▶ Work required
When a line in the listing contains the string "position", pick it out and copy it.

▶ Exercise materials
PR #16931, opened 2021-11-14
Internal: Wrong groups position in context-menu [ED-5535]

udidol:
## Summary

* Internal: wrong groups position in context-menu

### DIFF
--- a/assets/dev/js/editor/elements/views/behaviors/context-menu.js
+++ b/assets/dev/js/editor/elements/views/behaviors/context-menu.js
@@ -55,6 +55,27 @@ module.exports = Marionette.Behavior.extend( {
 			} );
 		}
 
+		// Adding custom groups will only be possible for elements' context menus (Section, Column, Widget).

▶ Response to this exercise
Internal: Wrong groups position in context-menu [ED-5535]
* Internal: wrong groups position in context-menu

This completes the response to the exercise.